## To do
Report each line of the listing below that holds "java".
####################
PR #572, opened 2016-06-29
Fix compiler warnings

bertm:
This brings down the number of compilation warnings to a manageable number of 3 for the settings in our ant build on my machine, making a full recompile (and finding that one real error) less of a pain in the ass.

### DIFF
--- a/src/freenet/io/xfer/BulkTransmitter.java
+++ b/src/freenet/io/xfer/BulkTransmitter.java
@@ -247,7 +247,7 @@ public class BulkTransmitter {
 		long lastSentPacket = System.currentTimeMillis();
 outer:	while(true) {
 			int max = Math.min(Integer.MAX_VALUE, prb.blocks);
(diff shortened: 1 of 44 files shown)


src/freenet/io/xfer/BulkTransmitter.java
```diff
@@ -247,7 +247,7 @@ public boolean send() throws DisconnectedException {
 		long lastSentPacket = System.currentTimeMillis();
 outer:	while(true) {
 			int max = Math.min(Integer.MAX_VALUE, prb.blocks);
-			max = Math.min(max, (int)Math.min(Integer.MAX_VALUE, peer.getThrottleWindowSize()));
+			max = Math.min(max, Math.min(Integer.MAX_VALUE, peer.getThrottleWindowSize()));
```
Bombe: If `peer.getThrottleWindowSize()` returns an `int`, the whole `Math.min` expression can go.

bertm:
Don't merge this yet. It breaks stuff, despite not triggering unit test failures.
####################
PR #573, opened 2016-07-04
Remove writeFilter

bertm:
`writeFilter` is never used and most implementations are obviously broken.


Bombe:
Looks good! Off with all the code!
####################
## Result
--- a/src/freenet/io/xfer/BulkTransmitter.java
+++ b/src/freenet/io/xfer/BulkTransmitter.java
src/freenet/io/xfer/BulkTransmitter.java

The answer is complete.